The outstanding loan balance from the DECD was $11.0 million at December 31, 2021 and 2020.
As of December 31, 2021, long-term debt matures as follows (in thousands):
2022$— 
2023875 
20242,131 
20252,174 
20262,218 
Thereafter3,602 
Total maturities of long-term debt11,000 
Less: Current portion of long-term debt— 
Total long-term debt, net of current portion$11,000 
Debt due to the DECD is collateralized by providing a security interest in certain machinery and equipment the Company acquired from ISMMS, as defined in a separate security agreement. The DECD Security Agreement provides a security for the payment and performance of meeting the Company’s obligations to the DECD until the obligations have been fully satisfied.
2020 Master Loan Agreement
In August 2020, the Company entered into a loan and security agreement with a bank (the “Master Loan Agreement”), in which the Company received a loan of $6.3 million and deposited the proceeds into a deposit account held by the bank. The Company was required to make sixty consecutive monthly payments of principal and interest at a fixed monthly amount of $0.1 million beginning in November 2020. Interest payments were fixed at an annual interest rate of 4.75%.
The Company recorded the $6.3 million proceeds as restricted cash on the consolidated balance sheets at December 31, 2020. The outstanding loan balance was $6.1 million at December 31, 2020. In July 2021, the Company terminated the Master Loan Agreement by paying off the full amount, including $5.4 million principal and interest and $0.1 million in early payment penalties assessed pursuant to the terms of the agreement which is included in other income, net in the consolidated statements of operations and comprehensive loss.
2020 Master Lease Agreement
In December 2020, the Company entered into a lease agreement with a lender whereby the Company agreed to sell certain equipment and immediately lease back the equipment, resulting in proceeds of $3.6 million. Per the terms of the agreement, a financial institution issued an irrevocable standby letter of credit to the lender for $3.6 million. The Company was required to make sixty consecutive monthly payments of principal and interest at a fixed monthly amount of $0.1 million beginning in February 2021. Interest payments were fixed at an annual interest rate of 3.54%.
The Company was required to maintain an aggregate amount on deposit equal to at least 105% of the value of any outstanding letters of credit issued by the financial institution on the Company’s behalf. The letter of credit was required to be in place until all obligations had been paid in full.
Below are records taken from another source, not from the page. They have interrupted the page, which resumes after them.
PR #328, opened 2019-01-06
Sweep scoring

balladeer:
Implements a method to score and optimize a detector's results on the NAB corpus by 'sweeping' through an anomaly-sorted list of data points, progressively scoring more and more points as the threshold for what constitutes an 'active' prediction is lowered.

Running locally in a virtual machine, I can score an entire detector (full corpus, all profiles) in about 20 seconds.

Some thoughts:
- All of the unit tests pass locally.  I've added some for the new code and updated existing unit tests.
- I'm not attached to the 'Sweeper' name at all, but I needed _something_ to use, given that the same core code is used in both the optimization and scoring steps.
- I've compared this method vs. the results stored in the `results/` folder.  Any differences in final score tended to be small, and seem to be accompanied by slight updates to the 'best' threshold, as well.  I _think_ that these deviations are expected, but I'd love some confirmation.
- I have _not_ added the ability to save the 'score vs threshold' data to files.  Doing so may help folks evaluate how sensitive various detectors are to changes in threshold, but I wanted to keep changes to a minimum as much as possible. There's already a decent amount of code change here!


rhyolight:
I will review this and run NAB locally to ensure everything works.

nab/sweeper.py
```diff
@@ -0,0 +1,245 @@
...
+
+  def calcScoreByThreshold(self, anomalyList):
+    scorableList = self._prepAnomalyListForScoring(anomalyList)
+    scoreParts = self._prepareScoreByThresholdParts(scorableList)
+    scoresByThreshold = []  # The final list we return
+    curThreshold = 1.1  # Start threshold eliminates all rows --> full false negative score
+
+    # Initialize counts:
+    # * every point in a window is a false negative
+    # * every point outside a window is a false positive
```
balladeer: this should say 'every point outside of a window is a true negative'

earthgecko:
I have done some testing and it reduces my run times on my new detector tests from ~30 mins to 7mins and it produces the same scores.  It is almost unbelievable to see
```
  Running optimize step
  Optimizer found a max score of -68.4329257075 with anomaly threshold 1.0.
  Optimizer found a max score of -44.2918503 with anomaly threshold 1.0.
  Optimizer found a max score of -13.2918503 with anomaly threshold 1.0.
```
run in mere seconds! Fantastic @balladeer :1st_place_medal:

rhyolight:
Running this now...

rhyolight:
Vanilla scoring took `10:59.29` on my 20-core iMac Pro. Part of the CPU load looked like this:

screen shot 2019-01-10 at 10 51 29 am

Sweep scoring took `3:48.92` and looked like this:

screen shot 2019-01-10 at 10 51 29 am copy

Final sweep scores fall within range of reported NuPIC scores on the current leaderboard except for the `standard` profile:

```
'reward_low_FP_rate' profile = 61.71
'reward_low_FN_rate' profile = 74.32
'standard' profile = 69.67
```

Leaderboard currently looks like this:

screen shot 2019-01-10 at 11 11 56 am

As you can see `69.67` falls slightly below `69.7` on the leaderboard. Is this a concern @subutai or @lscheinkman?

If not, I will continue to review the code in the PR.

lscheinkman:
@rhyolight I would not worry about the rounding from `69.67` to `69.7`, these are considered the same score as far as the Leaderboard

earthgecko:
@rhyolight from what I can tell the scores on the scoreboard are always rounded from the scores reported by NAB so 69.67 becomes 69.7 on the scoreboard.  However I am not sure that helps if you are trying to determine if the **actual** NAB score changed, surely someone has a log :)

subutai:
Agreed, I wouldn't worry about the rounding.

rhyolight:
Ok great, I am reading the NAB white paper so I can do an informed review. 

FYI if this change is merged it will require a Major version change (because it changes the scoring mechanism), so we’ll need to be extra diligent.

subutai:
> FYI if this change is merged it will require a Major version change (because it changes the scoring mechanism), so we’ll need to be extra diligent.

Is this just a change to the optimizer, or the scoring algorithm itself?  I'm ok with changing the former, but not the latter.  The optimizer is in some sense a convenience function, and it would be awesome if it was a lot faster.

subutai:
> Is this just a change to the optimizer, or the scoring algorithm itself? 

A simple way to test this is to run NAB using the original thresholds file, without doing detection and without running the optimizer. (This should go fast since the algorithms won't be rerun). If we still get the same scores for all the algorithms, we should be good. But make sure you run on all the original  files except for the changes in this PR.

balladeer:
Wow, thanks everyone for taking a look at this PR!

> Is this just a change to the optimizer, or the scoring algorithm itself?

> A simple way to test this is to run NAB using the original thresholds file, without doing detection and without running the optimizer.

While I did change the specific implementation of the scoring algorithm, I did my best to keep the underlying algorithm the same (according to both the whitepaper and the existing implementation).  Running the sweep scoring on the original threshold files, I get the following differences:

| detector  |      profile       | decimals_identical |   original_score   |    sweep_score    |
|-----------|--------------------|--------------------|--------------------|-------------------|
| knncad    | reward_low_FN_rate |                 11 |  64.81232086001505 | 64.81232086001437 |
| knncad    | reward_low_fp_rate |                 10 |  43.40851703291233 | 43.40851703293104 |
| knncad    | standard           |                  8 |  57.99434335898808 | 57.99434335900862 |
| numentaTM | reward_low_FN_rate |                 13 | 69.185068229060349 | 69.18506822906035 |
| numentaTM | standard           |                 13 | 64.553464412543107 | 64.55346441254311 |
| random    | reward_low_FN_rate |                 13 | 25.876351314080456 | 25.87635131408046 |
| random    | reward_low_FP_rate |                 14 |  5.763682319827586 | 5.763682319827587 |

While the differences are few (7 out of 39 detector-profile pairs) and small (differences only show at 9 decimal places and beyond), I certainly leave it to you all as to whether this constitutes a change to the scoring algorithm.

I would love to see someone else's confirmation / results.

-----
> Part of the CPU load looked like this

Out of curiosity, @rhyolight, what did you use to generate those CPU profiles?

rhyolight:
> Out of curiosity, @rhyolight, what did you use to generate those CPU profiles?

The "Activity Monitor" app that comes standard on macOS.

rhyolight:
> run NAB using the original thresholds file, without doing detection and without running the optimizer.

Like this, right?

```
python run.py --score --normalize -t config/thresholds.json
```

rhyolight:
@subutai I have run a comparison of the scoring / normalization processes on master and on this branch. The command I ran was `python run.py --score --normalize`. The default thresholds file was used for each run. Results of each run were written to `results/final_results.json` and had insignificant differences:

```diff
     "numentaTM": {
-        "reward_low_FN_rate": 69.185068229060349,
+        "reward_low_FN_rate": 69.18506822906035,
         "reward_low_FP_rate": 56.665308225043105,
-        "standard": 64.553464412543107
+        "standard": 64.55346441254311
     },
     "random": {
-        "reward_low_FN_rate": 25.876351314080456,
-        "reward_low_FP_rate": 5.763682319827586,
+        "reward_low_FN_rate": 25.87635131408046,
+        "reward_low_FP_rate": 5.763682319827587,
         "standard": 16.831768350517237
     },
```

While the scoring results are essentially the same, I must note that all the result CSV files are entirely different, which is a result of the scoring algorithm being updated. 

As far as optimization, with previous scoring logic the command took `1m22s` to run. The new sweep scoring logic took `23s`. I ran this command (and others) lots of times and this was certainly notable. 

The scoring mechanism is different, but it is achieving nearly the exact same numbers with drastic CPU savings. I am continuing to study the current twiddle algorithm and how this new one works before approving the PR. But from a functional standpoint, this does not need a major version change.

nab/scorer.py
```diff
@@ -18,274 +18,11 @@
...
-                                            within a window calculated per the
-                                            rules above.
-
-  @return (float)
-  """
-  if relativePositionInWindow > 3.0:
-    # FP well behind window
-    return -1.0
-  else:
-    return 2*sigmoid(-5*relativePositionInWindow) - 1.0
```
rhyolight: This is the primary chunk of logic being replaced. The rest of the changes in this file are plumbing. All this logic can now be found in `sweeper.py`. (note to self)

nab/sweeper.py
```diff
@@ -0,0 +1,245 @@
...
+                                            within a window calculated per the
+                                            rules above.
+
+  @return (float)
+  """
+  if relativePositionInWindow > 3.0:
+    # FP well behind window
+    return -1.0
+  else:
+    return 2*sigmoid(-5*relativePositionInWindow) - 1.0
```
rhyolight: `sigmoid` and `scaledSigmoid`  are exactly the same.

subutai:
> The scoring code is different, but it is achieving nearly the exact same numbers with drastic CPU savings. I am continuing to study the current twiddle algorithm and how this new one works before approving the PR. But from a functional standpoint, this does not need a major version change.

Sounds great, thank you for the time spent on it! I agree this wouldn't need a major version change.

subutai:
> While I did change the specific implementation of the scoring algorithm, I did my best to keep the underlying algorithm the same (according to both the whitepaper and the existing implementation). 

Looks great - thanks!

nab/sweeper.py
```diff
@@ -0,0 +1,245 @@
...
+
+
+
+class Sweeper(object):
```
rhyolight: Add class level comment with description of what a sweeper is or what it is for. What is it mean to sweep and why? etc.

nab/sweeper.py
```diff
@@ -0,0 +1,245 @@
...
+        curWindowWidth = float(curWindowRightIndex - timestamps.index(curWindowLimits[0]) + 1)
+
+        logger.debug("Entering window: %s (%s)" % (curWindowName, str(curWindowLimits)))
+
+      # If in a window, score as if true positive
+      if curWindowLimits is not None:
+        # Doesn't the `+ 1` in this equation mean we can _never_ have a positionInWindow == 0?
+        positionInWindow = -(curWindowRightIndex - i + 1) / curWindowWidth
+        unweightedScore = scaledSigmoid(positionInWindow)
+        weightedScore = unweightedScore * self.tpWeight / maxTP  # Why is `maxTP` here?
```
rhyolight: Valid question?

nab/sweeper.py
```diff
@@ -0,0 +1,245 @@
...
+  def calcSweepScore(self, timestamps, anomalyScores, windowLimits, dataSetName):
+    assert len(timestamps) == len(anomalyScores), "timestamps and anomalyScores should not be different lengths!"
+    timestamps = list(timestamps)
+    windowLimits = list(windowLimits)  # Copy because we mutate this list
+    # The final list of anomaly points returned from this function.
+    # Used for threshold optimization and scoring in other functions.
+    anomalyList = []
+
+    # One-time config variables
+    maxTP = scaledSigmoid(-1.0)
```
rhyolight: Bad variable name... still not sure what "TP" means.

nab/optimizer.py
```diff
@@ -37,115 +39,55 @@ def optimizeThreshold(args):
...
-    optimizedScore, optimizedThreshold)
+  (pool,
+   detectorName,
+   profileName,
+   costMatrix,
+   resultsDetectorDir,
+   resultsCorpus,
+   corpusLabel,
+   probationaryPercent,
+   scoreFlag) = args
```
rhyolight: Does this change the expected arrangement of `args` into `optimizeThreshold()`? If so, the comments should be updated. For example, `tolerance` was an argument for the old twiddle algorithm.

nab/sweeper.py
rhyolight: Also, can't you define this outside this function's scope?

nab/sweeper.py
```diff
@@ -0,0 +1,245 @@
...
+
+  def _prepareScoreByThresholdParts(self, inputAnomalyList):
+    scoreParts = {"fp": 0}
+    for row in inputAnomalyList:
+      if row.windowName not in ('probationary', None):
+        scoreParts[row.windowName] = -self.fnWeight
+    return scoreParts
+
+
+  def calcSweepScore(self, timestamps, anomalyScores, windowLimits, dataSetName):
```
rhyolight: Add function comment, include cardinality of anomaly scores. From one data set or many? What does it return?

nab/sweeper.py
```diff
@@ -0,0 +1,245 @@
...
+# You should have received a copy of the GNU Affero Public License
+# along with this program.  If not, see http://www.gnu.org/licenses.
+#
+# http://numenta.org/licenses/
+# ----------------------------------------------------------------------
+from collections import namedtuple
+import logging
+import math
+
+from nab.corpus import Corpus
```
rhyolight: I don't think you need this import anymore.

nab/sweeper.py
```diff
@@ -0,0 +1,245 @@
...
+        curWindowName = "%s|%s" % (dataSetName, curWindowLimits[0])
+        curWindowRightIndex = timestamps.index(curWindowLimits[1])
+        curWindowWidth = float(curWindowRightIndex - timestamps.index(curWindowLimits[0]) + 1)
+
+        logger.debug("Entering window: %s (%s)" % (curWindowName, str(curWindowLimits)))
+
+      # If in a window, score as if true positive
+      if curWindowLimits is not None:
+        # Doesn't the `+ 1` in this equation mean we can _never_ have a positionInWindow == 0?
+        positionInWindow = -(curWindowRightIndex - i + 1) / curWindowWidth
```
rhyolight: See [above](https://github.com/numenta/NAB/pull/328/files#diff-6956a7129fa553c42f4a85415f85924fR137):

```python
curWindowRightIndex = timestamps.index(curWindowLimits[1])
```
Isn't that where the `1` is coming from?

balladeer:
Thanks for all the review so far. I'm headed out for the weekend, but I'll respond to the feedback (linting, comments, etc) when I get back. Cheers!

nab/sweeper.py
rhyolight: I also see now that this variable was named this in previous code, and I think it means "true positive"?

tests/integration/true_positive_test.py
```diff
@@ -125,27 +143,38 @@ def testOnlyScoreFirstTruePositiveWithinWindow(self):
 
     timestamps = generateTimestamps(start, increment, length)
     windows = generateWindows(timestamps, numWindows, windowSize)
-    labels = generateLabels(timestamps, windows)
```
rhyolight: You can remove `generateLabels` from the test helpers now.

nab/sweeper.py
```diff
@@ -0,0 +1,245 @@
...
+    else:
+      # Make sure to save the score for the last threshold
+      curScore = sum(scoreParts.values())
+      s = ThresholdScore(curThreshold, curScore, tp, tn, fp, fn, tp + tn + fp + fn)
+      scoresByThreshold.append(s)
+
+    return scoresByThreshold
+
+
+  def scoreDataSet(self, timestamps, anomalyScores, windowLimits, dataSetName, threshold):
```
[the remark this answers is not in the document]
balladeer: Comments added.

nab/sweeper.py
balladeer: Class-level comment added.

nab/optimizer.py
balladeer: Argument comments and order updated.

nab/sweeper.py
balladeer: Function comment added.

tests/integration/true_positive_test.py
balladeer: Helper removed and tests fixed.

nab/sweeper.py
```diff
@@ -0,0 +1,245 @@
...
+        fn -= 1
+      else:
+        fp += 1
+        tn -= 1
+
+      if dataPoint.windowName is None:
+        scoreParts["fp"] += dataPoint.sweepScore
+      else:
+        scoreParts[dataPoint.windowName] = max(scoreParts[dataPoint.windowName], dataPoint.sweepScore)
+    else:
```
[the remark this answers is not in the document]
balladeer: No reason to be in the else; updated the block.

nab/sweeper.py
balladeer: Removed.

nab/sweeper.py
balladeer: Yep, leaving this untouched.

balladeer:
Alright, I've pushed changes that I believe responds to all of the feedback:

1. `sweeper.py`, `scorer.py`, and `optimizer.py` all score 10/10 using NuPIC's pylintrc
2. Quite a few functions / classes now have new or expanded doc strings.

Let me know what else needs changing!

subutai:
👍 Thanks @balladeer - really nice work.

nab/sweeper.py
balladeer: Yeah, makes sense, I think.  I removed the question/comment.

Further, the Company was required to furnish annual audited financial statements and other financial information to the lender on a regular basis. The Company was in compliance with the covenants as of December 31, 2020.
The Company recorded the $3.6 million proceeds as restricted cash on the consolidated balance sheets at December 31, 2020. The outstanding loan balance was $3.6 million at December 31, 2020. In July 2021, the
Company terminated the Master Lease Agreement by paying off the full amount, including $3.3 million principal and interest and early payment penalties of $0.2 million assessed pursuant to the terms of the agreement which is included in other income, net in the consolidated statements of operations and comprehensive loss.